Records for this task:
↓
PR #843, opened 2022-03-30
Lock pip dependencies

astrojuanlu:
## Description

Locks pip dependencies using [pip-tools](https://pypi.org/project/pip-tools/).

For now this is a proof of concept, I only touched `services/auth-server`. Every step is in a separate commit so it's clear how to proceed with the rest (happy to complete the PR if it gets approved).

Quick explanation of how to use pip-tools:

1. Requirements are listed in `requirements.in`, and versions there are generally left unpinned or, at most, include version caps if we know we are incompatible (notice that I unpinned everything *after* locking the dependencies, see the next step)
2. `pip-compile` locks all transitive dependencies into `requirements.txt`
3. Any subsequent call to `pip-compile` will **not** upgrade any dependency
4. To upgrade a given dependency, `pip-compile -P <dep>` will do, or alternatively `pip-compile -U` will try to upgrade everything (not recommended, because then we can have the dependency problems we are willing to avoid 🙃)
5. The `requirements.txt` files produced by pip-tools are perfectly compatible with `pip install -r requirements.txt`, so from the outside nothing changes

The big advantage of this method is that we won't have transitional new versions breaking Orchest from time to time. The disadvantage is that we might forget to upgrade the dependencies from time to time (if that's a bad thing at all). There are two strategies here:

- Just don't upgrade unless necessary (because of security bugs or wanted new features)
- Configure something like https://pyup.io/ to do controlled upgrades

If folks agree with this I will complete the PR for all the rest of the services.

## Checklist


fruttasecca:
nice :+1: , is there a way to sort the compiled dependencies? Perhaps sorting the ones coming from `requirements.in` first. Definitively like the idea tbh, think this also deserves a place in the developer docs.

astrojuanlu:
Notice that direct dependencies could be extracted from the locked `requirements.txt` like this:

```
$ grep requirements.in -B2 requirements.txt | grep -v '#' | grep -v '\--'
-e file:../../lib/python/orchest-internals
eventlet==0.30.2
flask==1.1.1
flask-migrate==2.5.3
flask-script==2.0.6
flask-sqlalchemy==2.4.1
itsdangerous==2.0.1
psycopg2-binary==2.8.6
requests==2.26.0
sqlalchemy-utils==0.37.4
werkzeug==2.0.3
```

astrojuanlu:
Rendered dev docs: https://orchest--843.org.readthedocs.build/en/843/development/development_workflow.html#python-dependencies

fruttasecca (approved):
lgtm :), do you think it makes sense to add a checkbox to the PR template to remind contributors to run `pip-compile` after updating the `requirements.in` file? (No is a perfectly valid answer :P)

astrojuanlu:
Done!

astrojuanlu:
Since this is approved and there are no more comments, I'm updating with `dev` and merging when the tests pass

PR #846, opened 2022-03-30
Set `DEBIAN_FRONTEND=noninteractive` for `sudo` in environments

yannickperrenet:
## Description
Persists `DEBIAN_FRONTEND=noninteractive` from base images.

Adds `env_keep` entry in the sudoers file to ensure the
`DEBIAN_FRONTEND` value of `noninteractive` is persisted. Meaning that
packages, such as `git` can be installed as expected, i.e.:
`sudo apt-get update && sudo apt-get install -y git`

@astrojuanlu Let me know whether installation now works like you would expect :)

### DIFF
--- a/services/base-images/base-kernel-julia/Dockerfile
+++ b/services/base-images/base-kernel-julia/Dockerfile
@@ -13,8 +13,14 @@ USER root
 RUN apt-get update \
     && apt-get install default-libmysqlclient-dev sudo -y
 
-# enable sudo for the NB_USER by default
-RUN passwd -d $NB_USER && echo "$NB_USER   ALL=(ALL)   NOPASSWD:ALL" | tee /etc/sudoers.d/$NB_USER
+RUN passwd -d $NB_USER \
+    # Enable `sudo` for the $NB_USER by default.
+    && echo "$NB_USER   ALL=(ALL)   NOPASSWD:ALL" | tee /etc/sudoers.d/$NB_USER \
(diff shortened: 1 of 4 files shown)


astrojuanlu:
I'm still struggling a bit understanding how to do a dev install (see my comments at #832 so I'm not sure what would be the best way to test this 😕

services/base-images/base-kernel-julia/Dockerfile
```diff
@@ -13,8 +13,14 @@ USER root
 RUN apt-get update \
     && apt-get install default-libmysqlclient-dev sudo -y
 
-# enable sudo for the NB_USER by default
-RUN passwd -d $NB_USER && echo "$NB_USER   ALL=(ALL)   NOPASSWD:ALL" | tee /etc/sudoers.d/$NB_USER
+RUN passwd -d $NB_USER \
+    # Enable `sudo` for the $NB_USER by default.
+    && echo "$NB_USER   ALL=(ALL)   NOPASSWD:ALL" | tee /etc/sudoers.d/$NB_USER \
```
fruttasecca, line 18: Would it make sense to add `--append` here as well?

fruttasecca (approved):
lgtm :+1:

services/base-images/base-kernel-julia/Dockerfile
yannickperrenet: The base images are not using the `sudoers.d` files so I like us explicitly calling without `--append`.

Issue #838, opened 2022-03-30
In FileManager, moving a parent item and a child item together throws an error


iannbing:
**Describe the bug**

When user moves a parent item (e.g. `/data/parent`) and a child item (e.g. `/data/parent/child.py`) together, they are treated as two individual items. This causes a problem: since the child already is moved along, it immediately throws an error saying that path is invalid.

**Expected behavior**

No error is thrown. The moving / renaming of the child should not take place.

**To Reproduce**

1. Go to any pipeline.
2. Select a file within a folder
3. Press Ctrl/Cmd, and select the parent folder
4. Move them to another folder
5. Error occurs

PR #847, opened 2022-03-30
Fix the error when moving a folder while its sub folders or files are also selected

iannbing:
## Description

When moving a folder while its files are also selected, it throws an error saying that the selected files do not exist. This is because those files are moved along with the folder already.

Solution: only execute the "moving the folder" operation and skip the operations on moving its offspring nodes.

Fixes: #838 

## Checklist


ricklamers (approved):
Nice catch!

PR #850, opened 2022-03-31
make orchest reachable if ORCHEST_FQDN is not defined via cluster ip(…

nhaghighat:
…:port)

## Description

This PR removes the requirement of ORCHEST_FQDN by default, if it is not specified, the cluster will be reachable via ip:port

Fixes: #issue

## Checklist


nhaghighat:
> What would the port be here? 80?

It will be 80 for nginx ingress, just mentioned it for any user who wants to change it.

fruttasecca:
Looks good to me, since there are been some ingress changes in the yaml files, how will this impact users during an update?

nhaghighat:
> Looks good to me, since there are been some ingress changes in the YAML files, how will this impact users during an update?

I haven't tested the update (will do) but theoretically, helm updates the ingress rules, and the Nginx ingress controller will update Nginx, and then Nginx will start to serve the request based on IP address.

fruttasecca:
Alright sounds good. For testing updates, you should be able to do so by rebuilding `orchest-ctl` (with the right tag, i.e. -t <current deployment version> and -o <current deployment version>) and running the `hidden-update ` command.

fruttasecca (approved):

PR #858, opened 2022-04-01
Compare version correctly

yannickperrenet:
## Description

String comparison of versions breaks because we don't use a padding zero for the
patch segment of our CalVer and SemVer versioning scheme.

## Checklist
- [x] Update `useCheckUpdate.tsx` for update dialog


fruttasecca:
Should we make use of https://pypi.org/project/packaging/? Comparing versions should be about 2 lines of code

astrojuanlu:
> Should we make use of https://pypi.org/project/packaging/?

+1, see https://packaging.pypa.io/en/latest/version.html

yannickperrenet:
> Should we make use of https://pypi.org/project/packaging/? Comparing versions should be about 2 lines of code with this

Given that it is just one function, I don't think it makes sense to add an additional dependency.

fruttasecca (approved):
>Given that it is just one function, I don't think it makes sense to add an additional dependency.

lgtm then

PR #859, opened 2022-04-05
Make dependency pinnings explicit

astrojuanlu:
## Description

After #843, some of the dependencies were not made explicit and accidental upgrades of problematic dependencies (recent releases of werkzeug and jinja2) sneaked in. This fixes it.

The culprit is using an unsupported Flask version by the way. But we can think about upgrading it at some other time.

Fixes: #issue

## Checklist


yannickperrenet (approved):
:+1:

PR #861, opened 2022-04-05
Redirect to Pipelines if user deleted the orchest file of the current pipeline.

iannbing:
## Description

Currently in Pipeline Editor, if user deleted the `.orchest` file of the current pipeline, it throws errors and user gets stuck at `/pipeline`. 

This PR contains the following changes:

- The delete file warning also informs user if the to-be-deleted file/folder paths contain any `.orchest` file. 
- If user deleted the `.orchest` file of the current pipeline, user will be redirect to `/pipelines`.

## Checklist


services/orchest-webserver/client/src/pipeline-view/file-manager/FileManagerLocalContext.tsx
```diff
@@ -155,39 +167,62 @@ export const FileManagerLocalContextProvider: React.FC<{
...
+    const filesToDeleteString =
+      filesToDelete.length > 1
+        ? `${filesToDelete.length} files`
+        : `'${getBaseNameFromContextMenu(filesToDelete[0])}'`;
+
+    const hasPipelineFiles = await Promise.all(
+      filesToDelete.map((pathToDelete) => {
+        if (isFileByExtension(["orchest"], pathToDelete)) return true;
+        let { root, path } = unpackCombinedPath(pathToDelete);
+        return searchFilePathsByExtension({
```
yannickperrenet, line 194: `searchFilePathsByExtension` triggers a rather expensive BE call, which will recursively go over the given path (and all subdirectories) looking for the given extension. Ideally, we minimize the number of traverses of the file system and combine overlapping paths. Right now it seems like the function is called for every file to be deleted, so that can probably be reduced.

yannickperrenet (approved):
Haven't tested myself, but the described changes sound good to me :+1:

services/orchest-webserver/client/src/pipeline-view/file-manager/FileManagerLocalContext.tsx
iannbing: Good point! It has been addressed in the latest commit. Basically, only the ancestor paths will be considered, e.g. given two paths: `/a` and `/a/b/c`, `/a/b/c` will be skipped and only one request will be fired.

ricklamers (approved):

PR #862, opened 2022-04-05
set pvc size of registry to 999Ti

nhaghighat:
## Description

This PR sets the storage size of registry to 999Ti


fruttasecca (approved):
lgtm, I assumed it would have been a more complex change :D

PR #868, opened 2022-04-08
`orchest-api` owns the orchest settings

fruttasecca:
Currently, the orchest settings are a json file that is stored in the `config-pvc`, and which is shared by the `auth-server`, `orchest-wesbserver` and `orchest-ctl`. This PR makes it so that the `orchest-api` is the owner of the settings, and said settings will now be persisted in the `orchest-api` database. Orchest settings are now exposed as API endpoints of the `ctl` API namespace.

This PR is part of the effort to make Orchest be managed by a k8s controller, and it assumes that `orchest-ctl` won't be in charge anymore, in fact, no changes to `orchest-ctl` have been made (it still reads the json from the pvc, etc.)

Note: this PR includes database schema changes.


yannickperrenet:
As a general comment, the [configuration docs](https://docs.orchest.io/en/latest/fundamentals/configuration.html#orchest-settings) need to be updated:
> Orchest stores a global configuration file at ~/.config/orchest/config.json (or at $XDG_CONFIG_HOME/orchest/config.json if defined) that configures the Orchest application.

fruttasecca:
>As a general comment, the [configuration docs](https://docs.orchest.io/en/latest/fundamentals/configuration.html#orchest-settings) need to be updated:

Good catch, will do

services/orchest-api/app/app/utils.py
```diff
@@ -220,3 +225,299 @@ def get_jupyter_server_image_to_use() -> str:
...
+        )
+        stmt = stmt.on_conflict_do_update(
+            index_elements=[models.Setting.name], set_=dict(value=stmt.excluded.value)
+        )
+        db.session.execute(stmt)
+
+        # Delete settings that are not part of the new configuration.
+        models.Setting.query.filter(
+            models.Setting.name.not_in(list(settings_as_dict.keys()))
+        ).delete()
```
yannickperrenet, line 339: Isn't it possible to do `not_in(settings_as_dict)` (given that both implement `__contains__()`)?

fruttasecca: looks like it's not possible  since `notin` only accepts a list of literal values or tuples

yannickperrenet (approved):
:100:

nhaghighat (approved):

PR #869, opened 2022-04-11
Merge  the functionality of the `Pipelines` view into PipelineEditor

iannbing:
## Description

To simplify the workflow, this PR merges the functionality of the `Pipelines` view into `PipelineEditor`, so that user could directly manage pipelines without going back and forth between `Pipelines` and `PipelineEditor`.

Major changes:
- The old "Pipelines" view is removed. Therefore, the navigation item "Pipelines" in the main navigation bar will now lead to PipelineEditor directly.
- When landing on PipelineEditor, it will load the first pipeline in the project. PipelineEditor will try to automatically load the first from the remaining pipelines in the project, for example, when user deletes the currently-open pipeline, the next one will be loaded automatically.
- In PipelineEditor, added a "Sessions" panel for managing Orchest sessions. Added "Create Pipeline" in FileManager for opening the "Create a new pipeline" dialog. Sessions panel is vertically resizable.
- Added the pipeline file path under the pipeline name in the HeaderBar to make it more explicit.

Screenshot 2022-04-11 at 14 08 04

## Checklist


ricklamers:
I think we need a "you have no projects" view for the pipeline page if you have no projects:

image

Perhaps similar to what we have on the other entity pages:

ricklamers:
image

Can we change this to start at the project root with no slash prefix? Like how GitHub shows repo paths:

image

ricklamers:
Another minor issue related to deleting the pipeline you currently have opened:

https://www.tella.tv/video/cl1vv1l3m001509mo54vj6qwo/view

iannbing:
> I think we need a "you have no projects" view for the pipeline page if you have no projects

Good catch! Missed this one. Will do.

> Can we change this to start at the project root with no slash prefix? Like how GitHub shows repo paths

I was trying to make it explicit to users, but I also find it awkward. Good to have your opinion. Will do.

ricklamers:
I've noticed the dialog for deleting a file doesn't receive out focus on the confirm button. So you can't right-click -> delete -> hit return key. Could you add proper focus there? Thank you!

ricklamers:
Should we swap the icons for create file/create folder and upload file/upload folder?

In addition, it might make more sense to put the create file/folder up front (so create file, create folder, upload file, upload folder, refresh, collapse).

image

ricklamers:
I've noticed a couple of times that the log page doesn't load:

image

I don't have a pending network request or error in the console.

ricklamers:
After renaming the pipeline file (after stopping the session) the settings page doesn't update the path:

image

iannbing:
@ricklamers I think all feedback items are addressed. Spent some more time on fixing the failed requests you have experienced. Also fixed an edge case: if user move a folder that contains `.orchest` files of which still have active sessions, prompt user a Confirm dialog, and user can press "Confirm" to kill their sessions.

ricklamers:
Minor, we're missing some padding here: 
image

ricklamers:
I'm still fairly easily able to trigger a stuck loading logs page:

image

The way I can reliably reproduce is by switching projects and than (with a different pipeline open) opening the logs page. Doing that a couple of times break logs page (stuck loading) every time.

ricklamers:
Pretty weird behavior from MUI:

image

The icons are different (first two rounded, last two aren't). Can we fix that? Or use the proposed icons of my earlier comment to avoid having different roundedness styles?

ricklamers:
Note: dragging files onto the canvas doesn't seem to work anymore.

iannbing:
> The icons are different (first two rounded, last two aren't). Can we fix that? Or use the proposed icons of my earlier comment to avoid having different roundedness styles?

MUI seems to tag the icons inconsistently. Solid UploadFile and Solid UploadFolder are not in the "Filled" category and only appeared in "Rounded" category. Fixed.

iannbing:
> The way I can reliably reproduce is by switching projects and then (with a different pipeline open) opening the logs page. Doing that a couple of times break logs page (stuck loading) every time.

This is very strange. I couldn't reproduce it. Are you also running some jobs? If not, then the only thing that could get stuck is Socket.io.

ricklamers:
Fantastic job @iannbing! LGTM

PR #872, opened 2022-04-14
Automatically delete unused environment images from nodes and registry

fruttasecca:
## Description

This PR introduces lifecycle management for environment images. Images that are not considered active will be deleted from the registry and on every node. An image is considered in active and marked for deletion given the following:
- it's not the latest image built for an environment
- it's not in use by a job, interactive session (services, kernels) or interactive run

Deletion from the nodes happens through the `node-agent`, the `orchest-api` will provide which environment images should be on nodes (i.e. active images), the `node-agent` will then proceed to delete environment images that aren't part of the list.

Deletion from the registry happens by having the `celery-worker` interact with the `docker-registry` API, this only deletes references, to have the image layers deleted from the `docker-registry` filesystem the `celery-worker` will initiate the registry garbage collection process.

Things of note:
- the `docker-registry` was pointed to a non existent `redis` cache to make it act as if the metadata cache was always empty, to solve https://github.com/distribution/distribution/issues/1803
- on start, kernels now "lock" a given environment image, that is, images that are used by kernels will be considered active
↑
Please restate, word for word, the lines of the entries that run from the first line through the one holding "Locks pip dependencies", and add nothing.

Answer to the exercise:
PR #843, opened 2022-03-30
Lock pip dependencies

astrojuanlu:
## Description

Locks pip dependencies using [pip-tools](https://pypi.org/project/pip-tools/).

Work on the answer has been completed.